Final number of study participants was 224 445. The validation set had 203 584 participants with 19 389 fall-related events (9.5% pretest probability) and an ML model c-statistic of 0.70. The highest ranked predictions had post-test probabilities ranging from 40% to 50%. Net benefit analysis presented mixed results with some net benefit using the ML model in the 6%-30% range. The top 50 percentile of predicted risks represented nearly $C60 million in health system costs related to falls. Intervening on the top 25 or 50 percentiles of predicted risk could realise substantial (up to $C16 million) savings.
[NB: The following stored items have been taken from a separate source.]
PR #8154, opened 2025-11-15
Fix for uncrewed field kitchens counting towards capacity

trent1098s:
In the previous code several checks were made for uncrewed, partially crewed, etc. However, if a unit has all personnel stripped it returns Crewstate = unsupported, as technician is checked first, branching out to return unsupported (no tech + no crew) or unmaintained (some or full crew + no tech).

This change simply forces the issue; a full crew complement (including assigned tech) is required for the field kitchen to be fully functional for the unit.

### DIFF
--- a/MekHQ/src/mekhq/campaign/personnel/turnoverAndRetention/Fatigue.java
+++ b/MekHQ/src/mekhq/campaign/personnel/turnoverAndRetention/Fatigue.java
@@ -90,7 +90,6 @@ public class Fatigue {
             if ((unit.getCrewState().isFullyCrewed())) {
                 for (MiscMounted item : unit.getEntity().getMisc()) {
                     if (item.getType().hasFlag(MiscType.F_FIELD_KITCHEN)) {
-                        //final int crewAssignmentState = unit.getCrewState();
                         fieldKitchenCount++;
                     }
                 }


trent1098s:
Aside from removing the comment (which is fine, that was there for testing and I forgot to remove it), the rest is as intended. There's no need to check the other enum types; desired behavior is for .IsFullyCrewed(). 

The enum for state on that works a bit odd, if there are no techs assigned with either partial or no crew, the enum is no longer Uncrewed or PartiallyCrewed, but rather, Unsupported. E.g. there is only one state. Thus, the only state we care about for this IsFullyCrewed; rather than checking for all of the negatives, check for the single positive state we desire.

trent1098s:
Truthfully, that Enum should be refactored entirely; as there can be multiple simultaneous relevant states and the Enum can only reflect one of those at any given time. 

It is possible for a vehicle to have no tech (unmaintained) and also be uncrewed, or partially uncrewed.

I would suggest replacing the enum with a state structure object containing the individual states with appropriate properties and methods, as needed, so that these independent states can be checked individually. Right  now, the state is potentially ambiguous, which is detrimental to developers who expect a certain logic from the properties on unit such as "IsCrewEmpty", etc. Thus, if the unit has no crew but also does not have a tech, it will fail a check for "IsCrewEmpty" - as the enum would change to Unsupported. Or if there is no tech, but full crew, it would still fail IsCrewEmpty as the enum returns "Unmaintained".


Refactoring unit, and the crew state, should be a follow up to this.

MekHQ/src/mekhq/campaign/personnel/turnoverAndRetention/Fatigue.java
```diff
@@ -87,16 +87,11 @@ public static int checkFieldKitchenCapacity(List<Unit> units, int fieldKitchenCa
...
-                      || (unit.isDamaged())
-                      || (unit.getCrewState().isUncrewed())
-                      || (unit.getCrewState().isPartiallyCrewed())) {
-                continue;
-            }
-
-            for (MiscMounted item : unit.getEntity().getMisc()) {
-                if (item.getType().hasFlag(MiscType.F_FIELD_KITCHEN)) {
-                    fieldKitchenCount++;
+            if ((unit.getCrewState().isFullyCrewed())) {
```
IllianiBird, line 90: This should be `!unit.isFullyCrewed()` interacting with crew state is unnecessary and is a mistake in the original code.

Furthermore, early exit rather than nesting in conditionals is the preferred method due to increased code clarity.

MekHQ/src/mekhq/campaign/personnel/turnoverAndRetention/Fatigue.java
```diff
@@ -87,16 +87,11 @@ public static int checkFieldKitchenCapacity(List<Unit> units, int fieldKitchenCa
         int fieldKitchenCount = 0;
 
         for (Unit unit : units) {
-            if ((unit.isDeployed())
-                      || (unit.isDamaged())
-                      || (unit.getCrewState().isUncrewed())
-                      || (unit.getCrewState().isPartiallyCrewed())) {
```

ML prediction models based on population-level administrative data can assist health systems with fall prevention programmes identify older adults at risk of fall-related admissions and reduce costs. ML predictions based on ranked predictions or probability thresholds could guide subsequent interventions to mitigate fall risks. Increased access to diverse forms of data could improve ML performance and further reduce costs.
构建一个具有组织性跌倒预防计划的医疗保健系统的机器学习(ML)模型,以识别有跌倒相关入院风险的老年人。
本预后研究使用人群水平的行政健康数据来开发 ML 预测模型。
本研究于 2018 年至 2019 年在加拿大艾伯塔省进行。
年龄在 65 岁及以上且至少有一次既往入院记录的艾伯塔省人。排除有姑息治疗条件或已移民出艾伯塔省的人。
分析单位是个人。
主要结果/措施:我们确定了与跌倒相关的入院记录。在 2018 年的数据上开发了一个 CatBoost 模型来预测与跌倒相关的急诊就诊或住院的风险。使用 2019 年的数据进行时间验证,以评估模型性能。我们在 2019 年末报告了排名预测和预测概率阈值的区分度、校准和其他相关指标。使用 2019 年的数据进行了成本节约模拟。
最终研究参与者总数为 224445 人。验证集中有 203584 名参与者,发生了 19389 例与跌倒相关的事件(9.5%的先验概率),ML 模型的 C 统计量为 0.70。排名最高的预测结果的后验概率范围从 40%到 50%。净效益分析结果不一,在 6%-30%的范围内,使用 ML 模型有净效益。预测风险的前 50%代表了与跌倒相关的近 6000 万加元的卫生系统成本。干预预测风险的前 25%或 50%可能会产生大量(高达 1600 万加元)的节省。
基于人群水平行政数据的 ML 预测模型可以帮助具有跌倒预防计划的医疗保健系统识别有跌倒相关入院风险的老年人,并降低成本。基于排名预测或概率阈值的 ML 预测可以指导后续干预措施以降低跌倒风险。增加对各种形式数据的访问可以提高 ML 性能并进一步降低成本。